In short, Tyche is a nonlinear PRNG based on the ChaCha quarter-round function. The state (4 words $a, b, c, d$) gets mixed using the $MIX$ function (which is basically the ChaCha quarter-round), and then a part of the state gets returned. This is the $MIX$ function in pseudocode:
MIX(a, b, c, d):
a = a + b
d = (d ^ a) <<< 16
c = c + d
b = (b ^ c) <<< 12
a = a + b
d = (d ^ a) <<< 8
c = c + d
b = (b ^ c) <<< 7
Later the authors propose a faster variant (due to instruction level parallelism), where the inverse of $MIX$ is used, $\textit{MIX-i}$:
MIX-i(a, b, c, d):
b = (b >>> 7) ^ c; c = c - d
d = (d >>> 8) ^ a; a = a - b
b = (b >>> 12) ^ c; c = c - d
d = (d >>> 16) ^ a; a = a - b
Then the authors note the following (emphasis mine):
The downside, however, is that $\textit{MIX-i}$ diffuses bits slower than $MIX$ does: for 1-bit differences in the internal state, 1 $MIX$ call averages 26 bit flipped bits, while $\textit{MIX-i}$ averages 8.
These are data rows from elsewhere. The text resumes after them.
PR #294, opened 2021-08-23
Rewrite integration tests to run Teleport as a separate instance.

marshall-lee:
This PR introduces new `github.com/gravitational/teleport-plugins/lib/testing/integration` package useful for writing integration tests for plugins. It initializes a temporary data directory and runs a Teleport binary against it. Auth server is running as a separate OS process which the test suite can communicate with via the API.

Previously we used quite a different approach: teleport was running embedded inside a `go test` so it required an entire Teleport to be compiled along with plugin code and its tests. Similar approach is used in the integration tests of the Teleport itself and it's totally fair there because while testing the Teleport itself you have to compile it anyway.

However, Teleport's approach for writing integration tests is not all good for plugins. The multitude of Teleport-specific dependencies burdens the build and even more we sometimes get some errors when importing new version of Teleport to the teleport-plugins project. Teleport is a large executable, not a library - it's just badly suited to be used *as a module*.

Also I think not depending on hard-vendored Teleport distribution makes it easy to run the tests against different Teleport versions. And not embedding the Teleport process into the plugin test process makes things a little more fair: in reality Teleport and its plugins don't share the memory space, right? :)

In the past we just didn't have another choice. We had to import the entire Teleport anyway just to get its latest generated GRPC client. But now we have a separate `teleport/api` module which implements the client.

So now we don't have a reason to import `github.com/gravitational/teleport` as a dependency anymore. It's not needed in the plugins code and the only place depending on this entire module was tests. This commit fixes it.

Many deps were removed, project is more lightweight now as it should be!

However, there're some **issues with the approach**. Some tests involving enterprise features such as access reviews are not testable anymore with the Teleport OSS binary since it doesn't have them but the Teleport Enterprise binary requires a license file to work. In other words, at least this approach requires **providing a license file on CI**.

So for project contributors now it depends. OSS users are still able to contribute but the tests involving enterprise features will be skipped while running the test suite. It's not critical if having the license CI will run full test suite anyway. Contributors with Enterprise license won't see any difference.


Joerger (commented):
LGTM overall, but it looks like CI is currently failing, @marshall-lee could you look into it?

marshall-lee:
@Joerger it's intended that CI fails because now the test suite requires both teleport binary and license.

Joerger:
@marshall-lee We should find a way to get CI working with the new approach. @russjones What do you think, how can we provide CI with a licence and the required binaries? Or do we need to take a different approach altogether?

tcsc:
I'm looking into how we can inject a license via drone secrets, so we can at least answer the technical side of this question.

Joerger (approved):

tcsc (approved):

I don't exactly know how to interpret this note.
- Why is this a downside?
- Does this mean the quality of the PRNG is less?
- By default the initial constant state (in $c$ and $d$) gets mixed with the seed (in $a$ and $b$) using 20 calls to $MIX$. Does it need more iterations to initialize the PRNG when using $\textit{MIX-i}$?
- It surely can't affect period length since it's the inverse, right?